### WORK TASK:
Each entry needs to be restated exactly as written.
▬▬▬
PR #5043, opened 2023-10-10
Improve support for DB2[z] empty table precondition

MichaelKern-IVV:
## Impact

## Description

Adds statements for DB2 to the TableIsEmptyGenerator


MalloD12 (approved):
This looks ok to me. I manually test it against a DB2 instance by deploying a create table change and then the below changeset:

```
<changeSet id="tableIsEmptyShouldFail" author="flautert">
            <tableIsEmpty tableName="csvdata"/>
        </preConditions>
        <!-- if table is dropped then next changesets will fail, thus it is an indirect check -->
        <dropTable tableName="csvdata" />
    </changeSet>
```

Which dropped the `csvdata` table successfully. See below:
Screenshot 2023-10-13 at 9 03 35 PM


Thanks @MichaelKern-IVV!

filipelautert (approved):

suryaaki2 (approved):

rberezen (approved):

liquibase-standard/src/main/java/liquibase/sqlgenerator/core/TableIsEmptyGenerator.java
```diff
@@ -29,11 +29,16 @@ public ValidationErrors validate(TableIsEmptyStatement tableIsEmptyStatement, Da
...
+        if (database instanceof Db2zDatabase) {
+            return String.format("SELECT COUNT(1) FROM SYSIBM.SYSDUMMY1 WHERE EXISTS (SELECT * FROM %s)", tableName);
+        }
+        if (database instanceof OracleDatabase || database instanceof MySQLDatabase) {
             return String.format("SELECT COUNT(1) FROM DUAL WHERE EXISTS (SELECT * FROM %s)", tableName);
-        } else if (database instanceof FirebirdDatabase) {
+        }
+        if (database instanceof FirebirdDatabase) {
             return String.format("SELECT COUNT(1) FROM RDB$DATABASE WHERE EXISTS (SELECT * FROM %s)", tableName);
         } else if (database instanceof DB2Database) {
```
filipelautert, line 43: Hey @MichaelKern-IVV ! I was working on some test fixes do DB2 and added this part of code to check table is empty (using this dummy table). Which one would be better to use in DB2: values(0) or dummy?

filipelautert (changes requested):

liquibase-standard/src/main/java/liquibase/sqlgenerator/core/TableIsEmptyGenerator.java
MichaelKern-IVV: Hi @filipelautert, I apologize for the late reply.

It's a question of taste. Personally, I find values(0) somewhat more elegant because this solution does not require a dummy table. On the other hand, DB2z only supports the variant with sysibm.sysdummy1.

That is why I have chosen different variants for DB2z and DB2luw, but - as I said - this is a matter of personal taste. I would also be fine with the dummy table solution for both DB2 versions, please adapt the change as you find it more suitable.

filipelautert (approved):

PR #5053, opened 2023-10-11
add option to show hidden arguments in help output

StevenMassaro:
## Impact

## Description

If true, all command arguments marked as hidden will be shown in the help output, ignoring the hidden flag. NOTE, due to the order of value provider loading at such an early point in Liquibase startup, you MUST set this as a environment variable. Command line parameters will not be recognized.


StevenMassaro:
> Changes are fine! I'm just trying to understand what would be the use for that?

We often add hidden properties as we work on features in pro that aren't ready to be released. People will ask me "what is the right formatting to use this parameter in the liquibase.properties file". Without this change, I need to unhide the properties, do a build, copy the help output, then rehide the properties. With this fix, I can just expose the hidden properties quickly without needing to do a whole build. Believe it or not, I find myself in this situation very often.

PR #5073, opened 2023-10-18
Run tests using Java 21

filipelautert:
## Impact

## Description

Profile non-jdk8 was used to upgrade mockito libraries as we still need to compile and test using Java 8.

### DIFF
--- a/.github/workflows/build.yml
+++ b/.github/workflows/build.yml
@@ -153,20 +153,7 @@ jobs:
       matrix:
         os: [ ubuntu-22.04 ]
         java: [ 8, 11, 17 ]
-        exclude:
-          # exclude non-java 8 on macos and windows builds
-          - os: macos-latest
-            java: 11
-          - os: windows-2019
-            java: 11
-          - os: macos-latest
-            java: 17
-          - os: windows-2019
-            java: 17
-          - os: macos-latest
-            java: 21
-          - os: windows-2019
-            java: 21
+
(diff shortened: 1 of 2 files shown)


filipelautert:
Caused by: java.lang.IllegalArgumentException: Java 21 (65) is not supported by the current version of Byte Buddy which officially supports Java 20 (64) - update Byte Buddy or set net.bytebuddy.experimental as a VM property

filipelautert:
Our bytebuddy version is old (1.12.19) because our Mockito version is old (4.10) .  We can try to upgrade bytebuddy by itself and see if it works.
We can't upgrade mockito to 5.x series that uses the new bytebuddy as it requires java 11  - this would break our java 8 build.

StevenMassaro:
> Our bytebuddy version is old (1.12.19) because our Mockito version is old (4.10) . We can try to upgrade bytebuddy by itself and see if it works. We can't upgrade mockito to 5.x series that uses the new bytebuddy as it requires java 11 - this would break our java 8 build.

Why are we still building against Java 8 if it's end of life?

StevenMassaro (approved):

filipelautert:
> Why are we still building against Java 8 if it's end of life?

@StevenMassaro seems people still using Java 8 (even pro customers?) so we want to make sure that we are compatible with that. But I agree that we should drop support for it soon (Liquibase 5?) .

PR #5087, opened 2023-10-19
Handles snapshot of Oracle temporary tables + ignore queue tables

filipelautert:
## Impact

### DIFF
--- a/liquibase-standard/src/main/java/liquibase/snapshot/JdbcDatabaseSnapshot.java
+++ b/liquibase-standard/src/main/java/liquibase/snapshot/JdbcDatabaseSnapshot.java
@@ -1243,7 +1243,8 @@ public class JdbcDatabaseSnapshot extends DatabaseSnapshot {
                             "c.COMMENTS as REMARKS, A.tablespace_name as tablespace_name, CASE WHEN A.tablespace_name = " +
                             "(SELECT DEFAULT_TABLESPACE FROM USER_USERS) THEN 'true' ELSE null END as default_tablespace " +
                             "from ALL_TABLES a " +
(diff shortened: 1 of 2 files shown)


rberezen (approved):

liquibase-standard/src/main/java/liquibase/snapshot/JdbcDatabaseSnapshot.java
```diff
@@ -1243,7 +1243,8 @@ private List<CachedRow> queryOracle(CatalogAndSchema catalogAndSchema, String ta
                             "c.COMMENTS as REMARKS, A.tablespace_name as tablespace_name, CASE WHEN A.tablespace_name = " +
                             "(SELECT DEFAULT_TABLESPACE FROM USER_USERS) THEN 'true' ELSE null END as default_tablespace " +
                             "from ALL_TABLES a " +
-                            "join ALL_TAB_COMMENTS c on a.TABLE_NAME=c.table_name and a.owner=c.owner ";
+                            "join ALL_TAB_COMMENTS c on a.TABLE_NAME=c.table_name and a.owner=c.owner " +
+                            "left outer join ALL_QUEUE_TABLES q ON a.TABLE_NAME = q.QUEUE_TABLE and a.OWNER = q.OWNER ";
```
hel1e, line 1247: You don't actually filter out the queue-tables here as far as I can see. You will need to also add a where clause:
`where q.QUEUE_TABLE is null`

filipelautert: whoops, that's why it was so easy :) Thanks for the review - I'll create another pr with the fix.

PR #5131, opened 2023-10-26
Allows to set older checksum versions for testing purposes

filipelautert:
## Impact


filipelautert:
@StevenMassaro what do you think about this implementation? 
Looking at that now I think that maybe it's a bit too much and I could use only the scope parameter instead of this whole Plugin/Factory stuff.

StevenMassaro:
> @StevenMassaro what do you think about this implementation? Looking at that now I think that maybe it's a bit too much and I could use only the scope parameter instead of this whole Plugin/Factory stuff.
▬▬▬
### EXERCISE RESULT:
PR #5043, opened 2023-10-10
Improve support for DB2[z] empty table precondition

MichaelKern-IVV:
## Impact

## Description

Adds statements for DB2 to the TableIsEmptyGenerator


MalloD12 (approved):
This looks ok to me. I manually test it against a DB2 instance by deploying a create table change and then the below changeset:

```
<changeSet id="tableIsEmptyShouldFail" author="flautert">
            <tableIsEmpty tableName="csvdata"/>
        </preConditions>
        <!-- if table is dropped then next changesets will fail, thus it is an indirect check -->
        <dropTable tableName="csvdata" />
    </changeSet>
```

Which dropped the `csvdata` table successfully. See below:
Screenshot 2023-10-13 at 9 03 35 PM


Thanks @MichaelKern-IVV!

filipelautert (approved):

suryaaki2 (approved):

rberezen (approved):

liquibase-standard/src/main/java/liquibase/sqlgenerator/core/TableIsEmptyGenerator.java
```diff
@@ -29,11 +29,16 @@ public ValidationErrors validate(TableIsEmptyStatement tableIsEmptyStatement, Da
...
+        if (database instanceof Db2zDatabase) {
+            return String.format("SELECT COUNT(1) FROM SYSIBM.SYSDUMMY1 WHERE EXISTS (SELECT * FROM %s)", tableName);
+        }
+        if (database instanceof OracleDatabase || database instanceof MySQLDatabase) {
             return String.format("SELECT COUNT(1) FROM DUAL WHERE EXISTS (SELECT * FROM %s)", tableName);
-        } else if (database instanceof FirebirdDatabase) {
+        }
+        if (database instanceof FirebirdDatabase) {
             return String.format("SELECT COUNT(1) FROM RDB$DATABASE WHERE EXISTS (SELECT * FROM %s)", tableName);
         } else if (database instanceof DB2Database) {
```
filipelautert, line 43: Hey @MichaelKern-IVV ! I was working on some test fixes do DB2 and added this part of code to check table is empty (using this dummy table). Which one would be better to use in DB2: values(0) or dummy?

filipelautert (changes requested):

liquibase-standard/src/main/java/liquibase/sqlgenerator/core/TableIsEmptyGenerator.java
MichaelKern-IVV: Hi @filipelautert, I apologize for the late reply.

It's a question of taste. Personally, I find values(0) somewhat more elegant because this solution does not require a dummy table. On the other hand, DB2z only supports the variant with sysibm.sysdummy1.

That is why I have chosen different variants for DB2z and DB2luw, but - as I said - this is a matter of personal taste. I would also be fine with the dummy table solution for both DB2 versions, please adapt the change as you find it more suitable.

filipelautert (approved):

PR #5053, opened 2023-10-11
add option to show hidden arguments in help output

StevenMassaro:
## Impact

## Description

If true, all command arguments marked as hidden will be shown in the help output, ignoring the hidden flag. NOTE, due to the order of value provider loading at such an early point in Liquibase startup, you MUST set this as a environment variable. Command line parameters will not be recognized.


StevenMassaro:
> Changes are fine! I'm just trying to understand what would be the use for that?

We often add hidden properties as we work on features in pro that aren't ready to be released. People will ask me "what is the right formatting to use this parameter in the liquibase.properties file". Without this change, I need to unhide the properties, do a build, copy the help output, then rehide the properties. With this fix, I can just expose the hidden properties quickly without needing to do a whole build. Believe it or not, I find myself in this situation very often.

PR #5073, opened 2023-10-18
Run tests using Java 21

filipelautert:
## Impact

## Description

Profile non-jdk8 was used to upgrade mockito libraries as we still need to compile and test using Java 8.

### DIFF
--- a/.github/workflows/build.yml
+++ b/.github/workflows/build.yml
@@ -153,20 +153,7 @@ jobs:
       matrix:
         os: [ ubuntu-22.04 ]
         java: [ 8, 11, 17 ]
-        exclude:
-          # exclude non-java 8 on macos and windows builds
-          - os: macos-latest
-            java: 11
-          - os: windows-2019
-            java: 11
-          - os: macos-latest
-            java: 17
-          - os: windows-2019
-            java: 17
-          - os: macos-latest
-            java: 21
-          - os: windows-2019
-            java: 21
+
(diff shortened: 1 of 2 files shown)


filipelautert:
Caused by: java.lang.IllegalArgumentException: Java 21 (65) is not supported by the current version of Byte Buddy which officially supports Java 20 (64) - update Byte Buddy or set net.bytebuddy.experimental as a VM property

filipelautert:
Our bytebuddy version is old (1.12.19) because our Mockito version is old (4.10) .  We can try to upgrade bytebuddy by itself and see if it works.
We can't upgrade mockito to 5.x series that uses the new bytebuddy as it requires java 11  - this would break our java 8 build.

StevenMassaro:
> Our bytebuddy version is old (1.12.19) because our Mockito version is old (4.10) . We can try to upgrade bytebuddy by itself and see if it works. We can't upgrade mockito to 5.x series that uses the new bytebuddy as it requires java 11 - this would break our java 8 build.

Why are we still building against Java 8 if it's end of life?

StevenMassaro (approved):

filipelautert:
> Why are we still building against Java 8 if it's end of life?

@StevenMassaro seems people still using Java 8 (even pro customers?) so we want to make sure that we are compatible with that. But I agree that we should drop support for it soon (Liquibase 5?) .

PR #5087, opened 2023-10-19
Handles snapshot of Oracle temporary tables + ignore queue tables

filipelautert:
## Impact

### DIFF
--- a/liquibase-standard/src/main/java/liquibase/snapshot/JdbcDatabaseSnapshot.java
+++ b/liquibase-standard/src/main/java/liquibase/snapshot/JdbcDatabaseSnapshot.java
@@ -1243,7 +1243,8 @@ public class JdbcDatabaseSnapshot extends DatabaseSnapshot {
                             "c.COMMENTS as REMARKS, A.tablespace_name as tablespace_name, CASE WHEN A.tablespace_name = " +
                             "(SELECT DEFAULT_TABLESPACE FROM USER_USERS) THEN 'true' ELSE null END as default_tablespace " +
                             "from ALL_TABLES a " +
(diff shortened: 1 of 2 files shown)


rberezen (approved):

liquibase-standard/src/main/java/liquibase/snapshot/JdbcDatabaseSnapshot.java
```diff
@@ -1243,7 +1243,8 @@ private List<CachedRow> queryOracle(CatalogAndSchema catalogAndSchema, String ta
                             "c.COMMENTS as REMARKS, A.tablespace_name as tablespace_name, CASE WHEN A.tablespace_name = " +
                             "(SELECT DEFAULT_TABLESPACE FROM USER_USERS) THEN 'true' ELSE null END as default_tablespace " +
                             "from ALL_TABLES a " +
-                            "join ALL_TAB_COMMENTS c on a.TABLE_NAME=c.table_name and a.owner=c.owner ";
+                            "join ALL_TAB_COMMENTS c on a.TABLE_NAME=c.table_name and a.owner=c.owner " +
+                            "left outer join ALL_QUEUE_TABLES q ON a.TABLE_NAME = q.QUEUE_TABLE and a.OWNER = q.OWNER ";
```
hel1e, line 1247: You don't actually filter out the queue-tables here as far as I can see. You will need to also add a where clause:
`where q.QUEUE_TABLE is null`

filipelautert: whoops, that's why it was so easy :) Thanks for the review - I'll create another pr with the fix.

PR #5131, opened 2023-10-26
Allows to set older checksum versions for testing purposes

filipelautert:
## Impact


filipelautert:
@StevenMassaro what do you think about this implementation? 
Looking at that now I think that maybe it's a bit too much and I could use only the scope parameter instead of this whole Plugin/Factory stuff.

StevenMassaro:
> @StevenMassaro what do you think about this implementation? Looking at that now I think that maybe it's a bit too much and I could use only the scope parameter instead of this whole Plugin/Factory stuff.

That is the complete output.